(Stored data)
□ □ □ □ □

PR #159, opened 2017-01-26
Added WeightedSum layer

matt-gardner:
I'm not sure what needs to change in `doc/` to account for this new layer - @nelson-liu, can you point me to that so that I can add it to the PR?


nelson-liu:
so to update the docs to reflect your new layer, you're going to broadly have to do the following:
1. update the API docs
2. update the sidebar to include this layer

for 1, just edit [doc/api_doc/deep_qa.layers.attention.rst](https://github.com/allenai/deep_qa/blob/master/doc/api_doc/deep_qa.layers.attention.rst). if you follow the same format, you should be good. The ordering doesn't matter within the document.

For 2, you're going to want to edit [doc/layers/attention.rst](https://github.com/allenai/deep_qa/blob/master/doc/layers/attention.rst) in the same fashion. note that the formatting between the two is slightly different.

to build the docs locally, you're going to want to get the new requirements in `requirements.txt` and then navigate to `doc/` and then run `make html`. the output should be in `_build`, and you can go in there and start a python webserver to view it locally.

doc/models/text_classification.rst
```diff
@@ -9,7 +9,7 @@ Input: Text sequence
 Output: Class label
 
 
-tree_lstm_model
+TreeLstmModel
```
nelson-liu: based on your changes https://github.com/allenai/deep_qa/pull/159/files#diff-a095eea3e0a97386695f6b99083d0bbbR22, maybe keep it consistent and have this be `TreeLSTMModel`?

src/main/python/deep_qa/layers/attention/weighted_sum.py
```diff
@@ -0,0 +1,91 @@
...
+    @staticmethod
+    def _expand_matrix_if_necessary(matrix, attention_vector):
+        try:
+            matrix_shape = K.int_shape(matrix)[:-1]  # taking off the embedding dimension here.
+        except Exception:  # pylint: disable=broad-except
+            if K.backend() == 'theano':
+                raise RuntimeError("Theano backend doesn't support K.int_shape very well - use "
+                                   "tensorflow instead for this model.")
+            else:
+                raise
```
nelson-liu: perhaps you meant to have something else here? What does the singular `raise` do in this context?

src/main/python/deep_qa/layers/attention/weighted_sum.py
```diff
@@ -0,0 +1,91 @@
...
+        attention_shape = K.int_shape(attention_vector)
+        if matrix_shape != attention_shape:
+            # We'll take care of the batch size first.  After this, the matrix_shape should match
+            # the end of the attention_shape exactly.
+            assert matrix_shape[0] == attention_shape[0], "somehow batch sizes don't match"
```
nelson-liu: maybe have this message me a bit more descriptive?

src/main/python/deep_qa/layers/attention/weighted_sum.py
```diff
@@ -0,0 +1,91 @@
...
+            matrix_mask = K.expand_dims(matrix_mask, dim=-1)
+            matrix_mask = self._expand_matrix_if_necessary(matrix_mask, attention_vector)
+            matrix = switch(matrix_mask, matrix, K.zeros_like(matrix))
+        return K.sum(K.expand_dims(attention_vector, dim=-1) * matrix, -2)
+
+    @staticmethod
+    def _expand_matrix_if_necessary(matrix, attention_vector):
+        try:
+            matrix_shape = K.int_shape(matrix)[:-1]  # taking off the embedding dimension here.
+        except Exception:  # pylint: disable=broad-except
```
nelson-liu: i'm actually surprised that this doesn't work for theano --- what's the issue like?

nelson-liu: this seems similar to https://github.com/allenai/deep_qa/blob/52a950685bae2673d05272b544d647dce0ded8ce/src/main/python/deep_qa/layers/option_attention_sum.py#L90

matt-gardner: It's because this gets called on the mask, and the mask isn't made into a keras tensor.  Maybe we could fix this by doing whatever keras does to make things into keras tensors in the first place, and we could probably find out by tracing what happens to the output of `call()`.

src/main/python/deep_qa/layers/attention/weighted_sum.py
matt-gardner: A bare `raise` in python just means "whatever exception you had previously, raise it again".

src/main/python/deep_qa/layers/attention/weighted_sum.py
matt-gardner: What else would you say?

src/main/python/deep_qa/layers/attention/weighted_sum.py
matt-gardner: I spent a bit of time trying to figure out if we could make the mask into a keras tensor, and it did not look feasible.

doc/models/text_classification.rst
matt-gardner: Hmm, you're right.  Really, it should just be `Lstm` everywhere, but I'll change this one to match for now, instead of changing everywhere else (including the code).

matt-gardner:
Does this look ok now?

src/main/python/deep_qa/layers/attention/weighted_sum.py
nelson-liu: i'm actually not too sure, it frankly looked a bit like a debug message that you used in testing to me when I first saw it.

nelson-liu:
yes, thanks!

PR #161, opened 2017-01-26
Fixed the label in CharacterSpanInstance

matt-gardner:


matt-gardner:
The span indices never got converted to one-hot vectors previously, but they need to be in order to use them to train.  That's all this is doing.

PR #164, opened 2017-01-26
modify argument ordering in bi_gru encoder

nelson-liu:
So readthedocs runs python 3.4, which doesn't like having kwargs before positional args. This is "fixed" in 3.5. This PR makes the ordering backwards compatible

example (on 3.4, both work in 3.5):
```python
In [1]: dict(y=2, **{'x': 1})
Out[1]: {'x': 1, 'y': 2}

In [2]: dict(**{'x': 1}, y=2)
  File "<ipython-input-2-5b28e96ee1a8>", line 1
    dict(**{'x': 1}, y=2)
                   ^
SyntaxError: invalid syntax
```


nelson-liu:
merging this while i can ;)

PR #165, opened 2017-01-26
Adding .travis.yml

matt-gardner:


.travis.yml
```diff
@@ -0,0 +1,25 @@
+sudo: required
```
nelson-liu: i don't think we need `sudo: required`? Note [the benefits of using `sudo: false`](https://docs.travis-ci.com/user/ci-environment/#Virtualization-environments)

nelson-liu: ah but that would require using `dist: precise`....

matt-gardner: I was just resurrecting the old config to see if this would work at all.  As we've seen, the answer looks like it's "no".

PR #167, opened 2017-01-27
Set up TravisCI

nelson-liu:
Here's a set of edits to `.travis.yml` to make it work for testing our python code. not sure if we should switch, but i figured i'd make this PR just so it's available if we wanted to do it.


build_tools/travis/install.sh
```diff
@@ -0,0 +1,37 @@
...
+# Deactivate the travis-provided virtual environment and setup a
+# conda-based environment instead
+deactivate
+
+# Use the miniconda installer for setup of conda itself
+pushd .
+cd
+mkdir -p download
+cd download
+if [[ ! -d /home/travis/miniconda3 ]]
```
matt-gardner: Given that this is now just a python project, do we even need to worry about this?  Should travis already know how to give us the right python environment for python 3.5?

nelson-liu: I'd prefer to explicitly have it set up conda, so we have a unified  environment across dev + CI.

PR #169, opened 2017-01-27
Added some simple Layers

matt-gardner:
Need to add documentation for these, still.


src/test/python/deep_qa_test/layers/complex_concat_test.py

□ □ □ □ □

(What you will do)
Every record listed above needs to be written out again exactly.

(Task answer)
PR #159, opened 2017-01-26
Added WeightedSum layer

matt-gardner:
I'm not sure what needs to change in `doc/` to account for this new layer - @nelson-liu, can you point me to that so that I can add it to the PR?


nelson-liu:
so to update the docs to reflect your new layer, you're going to broadly have to do the following:
1. update the API docs
2. update the sidebar to include this layer

for 1, just edit [doc/api_doc/deep_qa.layers.attention.rst](https://github.com/allenai/deep_qa/blob/master/doc/api_doc/deep_qa.layers.attention.rst). if you follow the same format, you should be good. The ordering doesn't matter within the document.

For 2, you're going to want to edit [doc/layers/attention.rst](https://github.com/allenai/deep_qa/blob/master/doc/layers/attention.rst) in the same fashion. note that the formatting between the two is slightly different.

to build the docs locally, you're going to want to get the new requirements in `requirements.txt` and then navigate to `doc/` and then run `make html`. the output should be in `_build`, and you can go in there and start a python webserver to view it locally.

doc/models/text_classification.rst
```diff
@@ -9,7 +9,7 @@ Input: Text sequence
 Output: Class label
 
 
-tree_lstm_model
+TreeLstmModel
```
nelson-liu: based on your changes https://github.com/allenai/deep_qa/pull/159/files#diff-a095eea3e0a97386695f6b99083d0bbbR22, maybe keep it consistent and have this be `TreeLSTMModel`?

src/main/python/deep_qa/layers/attention/weighted_sum.py
```diff
@@ -0,0 +1,91 @@
...
+    @staticmethod
+    def _expand_matrix_if_necessary(matrix, attention_vector):
+        try:
+            matrix_shape = K.int_shape(matrix)[:-1]  # taking off the embedding dimension here.
+        except Exception:  # pylint: disable=broad-except
+            if K.backend() == 'theano':
+                raise RuntimeError("Theano backend doesn't support K.int_shape very well - use "
+                                   "tensorflow instead for this model.")
+            else:
+                raise
```
nelson-liu: perhaps you meant to have something else here? What does the singular `raise` do in this context?

src/main/python/deep_qa/layers/attention/weighted_sum.py
```diff
@@ -0,0 +1,91 @@
...
+        attention_shape = K.int_shape(attention_vector)
+        if matrix_shape != attention_shape:
+            # We'll take care of the batch size first.  After this, the matrix_shape should match
+            # the end of the attention_shape exactly.
+            assert matrix_shape[0] == attention_shape[0], "somehow batch sizes don't match"
```
nelson-liu: maybe have this message me a bit more descriptive?

src/main/python/deep_qa/layers/attention/weighted_sum.py
```diff
@@ -0,0 +1,91 @@
...
+            matrix_mask = K.expand_dims(matrix_mask, dim=-1)
+            matrix_mask = self._expand_matrix_if_necessary(matrix_mask, attention_vector)
+            matrix = switch(matrix_mask, matrix, K.zeros_like(matrix))
+        return K.sum(K.expand_dims(attention_vector, dim=-1) * matrix, -2)
+
+    @staticmethod
+    def _expand_matrix_if_necessary(matrix, attention_vector):
+        try:
+            matrix_shape = K.int_shape(matrix)[:-1]  # taking off the embedding dimension here.
+        except Exception:  # pylint: disable=broad-except
```
nelson-liu: i'm actually surprised that this doesn't work for theano --- what's the issue like?

nelson-liu: this seems similar to https://github.com/allenai/deep_qa/blob/52a950685bae2673d05272b544d647dce0ded8ce/src/main/python/deep_qa/layers/option_attention_sum.py#L90

matt-gardner: It's because this gets called on the mask, and the mask isn't made into a keras tensor.  Maybe we could fix this by doing whatever keras does to make things into keras tensors in the first place, and we could probably find out by tracing what happens to the output of `call()`.

src/main/python/deep_qa/layers/attention/weighted_sum.py
matt-gardner: A bare `raise` in python just means "whatever exception you had previously, raise it again".

src/main/python/deep_qa/layers/attention/weighted_sum.py
matt-gardner: What else would you say?

src/main/python/deep_qa/layers/attention/weighted_sum.py
matt-gardner: I spent a bit of time trying to figure out if we could make the mask into a keras tensor, and it did not look feasible.

doc/models/text_classification.rst
matt-gardner: Hmm, you're right.  Really, it should just be `Lstm` everywhere, but I'll change this one to match for now, instead of changing everywhere else (including the code).

matt-gardner:
Does this look ok now?

src/main/python/deep_qa/layers/attention/weighted_sum.py
nelson-liu: i'm actually not too sure, it frankly looked a bit like a debug message that you used in testing to me when I first saw it.

nelson-liu:
yes, thanks!

PR #161, opened 2017-01-26
Fixed the label in CharacterSpanInstance

matt-gardner:


matt-gardner:
The span indices never got converted to one-hot vectors previously, but they need to be in order to use them to train.  That's all this is doing.

PR #164, opened 2017-01-26
modify argument ordering in bi_gru encoder

nelson-liu:
So readthedocs runs python 3.4, which doesn't like having kwargs before positional args. This is "fixed" in 3.5. This PR makes the ordering backwards compatible

example (on 3.4, both work in 3.5):
```python
In [1]: dict(y=2, **{'x': 1})
Out[1]: {'x': 1, 'y': 2}

In [2]: dict(**{'x': 1}, y=2)
  File "<ipython-input-2-5b28e96ee1a8>", line 1
    dict(**{'x': 1}, y=2)
                   ^
SyntaxError: invalid syntax
```


nelson-liu:
merging this while i can ;)

PR #165, opened 2017-01-26
Adding .travis.yml

matt-gardner:


.travis.yml
```diff
@@ -0,0 +1,25 @@
+sudo: required
```
nelson-liu: i don't think we need `sudo: required`? Note [the benefits of using `sudo: false`](https://docs.travis-ci.com/user/ci-environment/#Virtualization-environments)

nelson-liu: ah but that would require using `dist: precise`....

matt-gardner: I was just resurrecting the old config to see if this would work at all.  As we've seen, the answer looks like it's "no".

PR #167, opened 2017-01-27
Set up TravisCI

nelson-liu:
Here's a set of edits to `.travis.yml` to make it work for testing our python code. not sure if we should switch, but i figured i'd make this PR just so it's available if we wanted to do it.


build_tools/travis/install.sh
```diff
@@ -0,0 +1,37 @@
...
+# Deactivate the travis-provided virtual environment and setup a
+# conda-based environment instead
+deactivate
+
+# Use the miniconda installer for setup of conda itself
+pushd .
+cd
+mkdir -p download
+cd download
+if [[ ! -d /home/travis/miniconda3 ]]
```
matt-gardner: Given that this is now just a python project, do we even need to worry about this?  Should travis already know how to give us the right python environment for python 3.5?

nelson-liu: I'd prefer to explicitly have it set up conda, so we have a unified  environment across dev + CI.

PR #169, opened 2017-01-27
Added some simple Layers

matt-gardner:
Need to add documentation for these, still.


src/test/python/deep_qa_test/layers/complex_concat_test.py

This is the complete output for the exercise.